The following Jupyter notebook is a good introduction to Qubiter's basic features. Other notebooks in Qubiter's jupyter_notebook folder discuss more advanced features:
The following automatically generated notebook summarizes all other notebooks:
See also, at the readthedocs.org website, the beautiful documentation generated automatically by the Sphinx software based on Qubiter's docstrings and code:
The simplest thing that avoids many of the installation hassles is to get an account on our Amazon cloud service www.bayesforge.com. It's free for one year. Bayesforge already has all of Python and Qubiter installed (although you may need to update Qubiter using Git). Bayesforge is also available on the Tencent cloud.
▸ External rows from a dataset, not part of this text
PR #5882, opened 2020-03-11
5875-Some-TTF-Fonts-are-not-visible-in-Pharo-Windows

### LINKED ISSUE #5875: Some TTF Fonts are not visible in Pharo (Windows)
I installed the following TTF fonts in Windows 

    https://www.jetbrains.com/lp/mono/

and can use them from WordPad, VisualStudio, Word and other applications.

Of course, you can also clone the latest version or update an older version of Qubiter on your computer from this repo by using Git commands.
Alternatively, you can install an older but more stable version
of Qubiter from the Python package
pip install qubiter --user
If you are using a Jupyter notebook, use:
!pip install qubiter --user
and restart the kernel.
The Qubiter project aims to provide eventually a full suite of tools, written mostly in Python, for designing and simulating quantum circuits on classical computers. (So it will address only the needs of gate model, not annealer, quantum computer engineers). We or others could start a similar project for annealers.
An earlier C++ computer program also called Qubiter (see http://www.ar-tiste.com/qubiter.html), written by Robert R. Tucci, did only quantum compiling. This newer project includes a quantum CSD compiler similar to the earlier Qubiter, based on the (Cosine-Sine) CS Decompostion of Linear Algebra, but written in Python. But this new project also includes much more than that.
We've included classes for reading and writing quantum circuit files. Also for expanding circuits with gates that have multiple controls into circuits with only CNOTs and single qubit rotation gates. Also for embedding a circuit inside a larger one. And, last but not least, we've included a simulator.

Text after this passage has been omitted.